La legitimación de las raíces culturales.


El Teatro Español de Madrid representa estos días, y hasta el 19 de octubre, la tragicomedia de Mario Vargas Llosa El loco de los balcones, bajo la dirección de Gustavo Tambascio. Se trata del legítimo empeño de un viejo profesor de arte, Aldo Brunelli, de rescatar del deterioro y de la demolición los balcones históricos de Lima. Balcones que escondieron los tesoros de corazones enamorados, que acogieron conversaciones entre españoles y criollos, entre mucamas y guapas limeñas. Balcones que vieron venir la Historia a caballo, o que despidieron tropas de independencia. Balcones que saludaron a piratas y bandoleros, a Sir Francis Drake y al negro León Escobar. Todo el pasado de Lima desfiló bajo sus balconadas. A mediados de los años cincuenta del siglo XX, la avanzada del progreso decidió hacer tabla rasa y destruir las barriadas más antiguas de la capital, ya convertidos sus otrora señoriales palacetes en tugurios y garitos, censados como cuadras para la peor ralea mestiza de la ciudad. Timbas de borrachos, azaleas orinadas y luciérnagas sin brillo, componen el escenario de esos diablos azules que conjura el joven beodo que increpa a Brunelli en plena revisión de uno de sus balcones añorados.

Brunelli no está solo en su quimérica cruzada: lo acompaña su hija Ileana, fiel devota de su padre. A diferencia de la empresa quijotesca, cuyos fundamentos y cartas de presentación nunca fueron sino pliegos de literatura fantástica, el sueño de este defensor del arte tiene una base real. Las balconadas son historia, son parte del testimonio arquitectónico y social del Perú. Merece la pena, ante el vuelo iracundo de la impía piqueta, rescatarlas, dándoles cobijo. El paciente profesor desmonta los balcones y se los lleva uno a uno a su corrala, donde serán limpiados, desinfectados y restaurados.

Pero no cuenta que, en un redoble de la simpar tragedia de Shakespeare, el hijo de su mayor enemigo engatusa a su hija Ileana y se la lleva consigo.
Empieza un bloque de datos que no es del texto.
PR #70, opened 2020-09-01
add the HPyTupleBuilder API

arigo:
Also tweak a little bit the type 'HPyListBuilder'.

Done as a PR to the existing 'more-slot-tests-2' branch, to reduce the risk of conflicts with that branch.

### DIFF
--- a/hpy/devel/include/universal/hpy.h
+++ b/hpy/devel/include/universal/hpy.h
@@ -18,7 +18,8 @@ typedef intptr_t HPy_ssize_t;
 typedef intptr_t HPy_hash_t;
 struct _HPy_s { HPy_ssize_t _i; };
 typedef struct _HPy_s HPy;
-typedef struct { HPy _lst; } HPyListBuilder;
+typedef struct { HPy_ssize_t _lst; } HPyListBuilder;
+typedef struct { HPy_ssize_t _tup; } HPyTupleBuilder;
 typedef struct _HPyContext_s *HPyContext;
 
 /* compatibility CPython types */
--- a/hpy/devel/include/universal/hpy.h
+++ b/hpy/devel/include/universal/hpy.h
@@ -16,10 +16,15 @@
 /* HPy types */
 typedef intptr_t HPy_ssize_t;
 typedef intptr_t HPy_hash_t;
-struct _HPy_s { HPy_ssize_t _i; };
-typedef struct _HPy_s HPy;
+
+/* The following types, when compiled with the present universal-mode header,
+   are each just a pointer-sized integer.  What this integer (or pointer)
+   means is up to the implementation.  For example, on both CPython and PyPy,
+   the HPy structure contains an index in a global array. */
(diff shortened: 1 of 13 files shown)


hpy/devel/include/universal/hpy.h
```diff
@@ -18,7 +18,8 @@ typedef intptr_t HPy_ssize_t;
 typedef intptr_t HPy_hash_t;
 struct _HPy_s { HPy_ssize_t _i; };
 typedef struct _HPy_s HPy;
-typedef struct { HPy _lst; } HPyListBuilder;
+typedef struct { HPy_ssize_t _lst; } HPyListBuilder;
```
antocuni, line 21: maybe add a comment explaining that `_lst` is just an opaque pointer-like field which is implementation-specific. Else people might think that it contains the length or something like that.

hpy/devel/src/runtime/ctx_tuplebuilder.c
```diff
@@ -0,0 +1,53 @@
...
+#include "hpy.h"
+
+#ifdef HPY_UNIVERSAL_ABI
+   // for _h2py and _py2h
+#  include "handles.h"
+#endif
+
+
+_HPy_HIDDEN HPyTupleBuilder
+ctx_TupleBuilder_New(HPyContext ctx, HPy_ssize_t initial_size)
```
antocuni, line 12: should it be just `size`? It's not that it can change anyway

hpy/devel/src/runtime/ctx_tuplebuilder.c
```diff
@@ -0,0 +1,53 @@
...
+{
+    PyObject *tup = PyTuple_New(initial_size);
+    if (tup == NULL)
+        PyErr_Clear();   /* delay the MemoryError */
```
antocuni, line 16: why do you want to delay it?

antocuni (changes requested):

hpy/devel/src/runtime/ctx_tuplebuilder.c
arigo: Right now yes, but the C API gives `_PyTuple_Resize()`.  You can resize tuples while you build them (and you're not supposed to use that after the tuple is exposed to Python, of course).

hpy/devel/src/runtime/ctx_tuplebuilder.c
arigo: It's like in ListBuilder.  I'll write a comment.

hpy/devel/src/runtime/ctx_tuplebuilder.c
antocuni: ah, I didn't know. The question is whether we want to expose this functionality in `TupleBuilder`. But I am fine for not having to discuss it now and leave the argument name as it is

antocuni (approved):
LGTM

Ileana cuestiona la fidelidad al padre por fuerza de la pasión, cuando se enamora o cree estarlo. No hay devoción familiar que valga si se trata de elegir entre el zoo de cristal y la madre naturaleza; por eso, “dejará el hombre a su padre y a su madre, y se unirá a su mujer, y serán los dos uno solo”.
Ileana reprocha a su padre Aldo haberla retenido los mejores años de su juventud en pos del ideal salvador. Brunelli, viudo, al contar con el desafecto de su hija única, despierta de golpe de su contumacia y nos regala con una nueva Manderley incendiada: quema su colección de balcones.
Sin embargo, quien ama tanto la cultura, quien se apasiona tanto con su pasado llegado de Europa, no puede menos que rendirse a la evidencia de no poder dejar de ser lo que se es. En compañía del joven vagabundo de los diablos azules, tal vez ganado para la causa cual segundo Sancho, Brunelli, pese a quien pese, moleste a quien moleste, seguirá restaurando balcones.
Frente a él se alza la figura del revolucionario socialista, Teófilo Huamani (Javier Godino): antes que la salvaguarda del arte, está el bienestar de las personas. Terrible dilema: ¿me manifiesto por la causa de los balcones, o me decanto por las necesidades de los hambrientos?  ¿Es legítimo, en épocas de crisis e inestabilidad laboral, defender el culto elitista al arte?
La obra del Nobel peruano incide en la realidad de que un pueblo no puede desconocer sus raíces, no puede olvidar su pasado, oh, escrito en su alma vuestro gesto. Igualmente, nos dice que nadie educado en el amor a los estilos puede abandonar la aventura artística de lo bello. Que es imposible renunciar a lo que se ha amado y venerado tantos años. Los bibliófilos no pueden vivir sin estar rodeados de libros: necesitan verlos, tocarlos, acariciarlos y olerlos. Los coleccionistas de pintura precisan atesorar lienzos y bocetos, acuarelas, carboncillos y óleos. Los numismáticos, monedas. Los filatélicos, sellos. Los entomólogos, insectos. Cada pasión tiene su precio, su lugar y objeto de culto. Desposeer a estos apasionados de su libido sublimada es como quitar al buzo su bombona de oxígeno, o al diestro su muleta. Aldo Brunelli no podrá nunca desconocer el arte de la ebanistería antigua, pasar ante él indiferente, pues lo lleva en las venas. No le pidan que sea otro hombre, o que viva de otra manera de la que le gusta vivir.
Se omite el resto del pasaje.